Stored items
==============================

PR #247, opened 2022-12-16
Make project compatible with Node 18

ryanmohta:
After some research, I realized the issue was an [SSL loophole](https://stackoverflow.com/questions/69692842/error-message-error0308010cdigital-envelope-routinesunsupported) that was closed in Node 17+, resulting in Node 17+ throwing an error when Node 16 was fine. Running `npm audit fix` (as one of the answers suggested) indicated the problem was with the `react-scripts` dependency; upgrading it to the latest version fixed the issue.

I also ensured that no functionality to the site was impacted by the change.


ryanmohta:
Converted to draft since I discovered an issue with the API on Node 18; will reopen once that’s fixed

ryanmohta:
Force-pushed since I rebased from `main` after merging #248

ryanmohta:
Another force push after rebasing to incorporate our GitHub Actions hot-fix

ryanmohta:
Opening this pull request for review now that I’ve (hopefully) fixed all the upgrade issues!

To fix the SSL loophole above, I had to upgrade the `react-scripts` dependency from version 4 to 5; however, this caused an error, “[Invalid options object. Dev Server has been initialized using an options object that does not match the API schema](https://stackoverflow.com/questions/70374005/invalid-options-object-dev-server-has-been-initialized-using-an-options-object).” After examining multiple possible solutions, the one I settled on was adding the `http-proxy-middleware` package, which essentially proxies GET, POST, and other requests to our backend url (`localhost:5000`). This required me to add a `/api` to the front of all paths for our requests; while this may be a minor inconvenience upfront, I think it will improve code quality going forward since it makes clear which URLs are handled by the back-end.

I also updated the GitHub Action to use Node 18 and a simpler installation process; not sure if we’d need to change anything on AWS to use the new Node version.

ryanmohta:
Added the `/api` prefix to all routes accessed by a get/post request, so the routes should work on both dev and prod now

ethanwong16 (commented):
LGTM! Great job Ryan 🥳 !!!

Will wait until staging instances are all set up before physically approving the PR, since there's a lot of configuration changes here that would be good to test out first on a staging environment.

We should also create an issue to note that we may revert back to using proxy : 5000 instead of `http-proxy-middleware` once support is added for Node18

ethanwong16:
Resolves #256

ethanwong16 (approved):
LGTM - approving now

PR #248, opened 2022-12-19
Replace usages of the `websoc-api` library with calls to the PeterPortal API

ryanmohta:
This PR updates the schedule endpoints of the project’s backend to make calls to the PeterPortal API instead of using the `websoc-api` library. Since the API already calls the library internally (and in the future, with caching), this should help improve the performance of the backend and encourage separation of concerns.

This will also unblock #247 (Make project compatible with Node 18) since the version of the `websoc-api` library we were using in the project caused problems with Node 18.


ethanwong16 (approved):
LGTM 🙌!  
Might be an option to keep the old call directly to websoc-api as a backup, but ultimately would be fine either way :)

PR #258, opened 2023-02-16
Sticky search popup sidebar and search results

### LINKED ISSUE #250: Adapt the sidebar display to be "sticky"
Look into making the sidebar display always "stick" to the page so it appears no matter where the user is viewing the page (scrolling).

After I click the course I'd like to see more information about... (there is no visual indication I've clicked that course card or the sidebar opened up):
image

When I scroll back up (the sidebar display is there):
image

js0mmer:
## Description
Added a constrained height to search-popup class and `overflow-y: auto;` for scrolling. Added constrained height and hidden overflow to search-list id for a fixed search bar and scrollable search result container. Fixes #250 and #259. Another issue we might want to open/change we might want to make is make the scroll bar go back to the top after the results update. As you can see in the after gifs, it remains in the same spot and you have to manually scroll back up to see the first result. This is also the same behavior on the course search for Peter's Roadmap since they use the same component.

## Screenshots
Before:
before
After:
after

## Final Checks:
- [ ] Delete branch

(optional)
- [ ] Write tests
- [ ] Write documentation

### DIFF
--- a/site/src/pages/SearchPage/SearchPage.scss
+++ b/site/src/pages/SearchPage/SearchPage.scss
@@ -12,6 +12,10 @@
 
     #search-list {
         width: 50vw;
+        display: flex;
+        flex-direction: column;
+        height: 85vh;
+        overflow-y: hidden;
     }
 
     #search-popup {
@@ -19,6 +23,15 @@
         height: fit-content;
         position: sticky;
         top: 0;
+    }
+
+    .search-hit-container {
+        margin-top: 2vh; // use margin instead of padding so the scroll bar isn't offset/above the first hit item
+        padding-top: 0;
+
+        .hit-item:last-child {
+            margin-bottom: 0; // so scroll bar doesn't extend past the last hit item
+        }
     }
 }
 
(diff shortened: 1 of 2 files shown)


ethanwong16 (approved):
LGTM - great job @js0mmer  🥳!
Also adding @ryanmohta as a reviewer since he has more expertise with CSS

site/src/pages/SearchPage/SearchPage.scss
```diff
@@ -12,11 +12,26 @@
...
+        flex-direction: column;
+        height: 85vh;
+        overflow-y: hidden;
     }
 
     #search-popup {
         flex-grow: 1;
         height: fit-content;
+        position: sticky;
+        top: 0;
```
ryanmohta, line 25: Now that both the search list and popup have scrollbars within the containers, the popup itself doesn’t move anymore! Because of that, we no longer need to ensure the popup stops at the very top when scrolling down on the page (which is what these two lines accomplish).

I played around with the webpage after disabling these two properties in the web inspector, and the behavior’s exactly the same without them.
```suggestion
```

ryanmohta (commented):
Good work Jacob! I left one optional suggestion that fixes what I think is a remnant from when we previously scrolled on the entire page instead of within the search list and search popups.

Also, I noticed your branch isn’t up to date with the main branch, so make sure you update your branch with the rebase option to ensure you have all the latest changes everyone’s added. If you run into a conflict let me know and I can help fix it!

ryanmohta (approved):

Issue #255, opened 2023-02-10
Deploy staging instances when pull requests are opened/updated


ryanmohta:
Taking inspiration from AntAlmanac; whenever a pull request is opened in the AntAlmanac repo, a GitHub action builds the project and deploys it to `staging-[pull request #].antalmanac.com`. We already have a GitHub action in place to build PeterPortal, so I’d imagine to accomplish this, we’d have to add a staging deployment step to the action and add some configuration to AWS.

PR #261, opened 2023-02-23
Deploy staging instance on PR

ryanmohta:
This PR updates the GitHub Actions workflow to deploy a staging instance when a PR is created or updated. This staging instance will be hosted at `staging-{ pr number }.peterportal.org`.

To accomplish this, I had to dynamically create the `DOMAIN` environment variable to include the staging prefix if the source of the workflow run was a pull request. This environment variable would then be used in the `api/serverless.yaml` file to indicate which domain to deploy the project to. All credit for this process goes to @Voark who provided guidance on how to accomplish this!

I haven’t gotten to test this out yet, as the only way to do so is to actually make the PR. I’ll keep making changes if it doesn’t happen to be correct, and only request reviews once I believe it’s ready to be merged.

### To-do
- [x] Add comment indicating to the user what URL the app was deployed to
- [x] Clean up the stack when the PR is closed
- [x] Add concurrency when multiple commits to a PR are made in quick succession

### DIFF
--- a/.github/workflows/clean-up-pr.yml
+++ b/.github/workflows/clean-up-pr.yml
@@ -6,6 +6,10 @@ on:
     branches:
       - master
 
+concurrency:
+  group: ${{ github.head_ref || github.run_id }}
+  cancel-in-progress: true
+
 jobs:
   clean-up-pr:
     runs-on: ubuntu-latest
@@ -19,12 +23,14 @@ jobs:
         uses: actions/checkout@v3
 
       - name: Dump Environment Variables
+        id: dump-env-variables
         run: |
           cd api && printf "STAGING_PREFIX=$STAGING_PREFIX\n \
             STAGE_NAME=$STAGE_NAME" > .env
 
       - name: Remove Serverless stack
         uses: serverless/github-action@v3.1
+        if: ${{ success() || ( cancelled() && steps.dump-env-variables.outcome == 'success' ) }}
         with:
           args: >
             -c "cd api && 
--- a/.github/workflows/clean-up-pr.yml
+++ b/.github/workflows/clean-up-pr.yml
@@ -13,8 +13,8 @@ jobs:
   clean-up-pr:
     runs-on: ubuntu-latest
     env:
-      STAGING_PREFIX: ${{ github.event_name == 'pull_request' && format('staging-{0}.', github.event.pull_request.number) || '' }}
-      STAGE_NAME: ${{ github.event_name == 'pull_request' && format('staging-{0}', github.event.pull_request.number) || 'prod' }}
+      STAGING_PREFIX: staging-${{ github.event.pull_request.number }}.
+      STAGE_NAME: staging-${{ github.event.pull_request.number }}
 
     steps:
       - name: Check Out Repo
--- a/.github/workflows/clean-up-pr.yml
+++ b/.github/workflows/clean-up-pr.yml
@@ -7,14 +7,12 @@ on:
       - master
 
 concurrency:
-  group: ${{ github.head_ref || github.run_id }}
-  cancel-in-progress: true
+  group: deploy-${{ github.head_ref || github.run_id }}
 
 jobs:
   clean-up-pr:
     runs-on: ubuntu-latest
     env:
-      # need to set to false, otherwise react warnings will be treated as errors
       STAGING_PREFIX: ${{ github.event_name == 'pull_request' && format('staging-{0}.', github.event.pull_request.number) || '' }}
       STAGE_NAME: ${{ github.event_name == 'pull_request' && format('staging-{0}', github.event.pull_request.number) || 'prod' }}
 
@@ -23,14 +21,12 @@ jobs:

==============================

• [Work instruction] Search the records for the word "flex" and copy out every line that holds it.

• [Your solution]
+        display: flex;
+        flex-direction: column;
+        flex-direction: column;
         flex-grow: 1;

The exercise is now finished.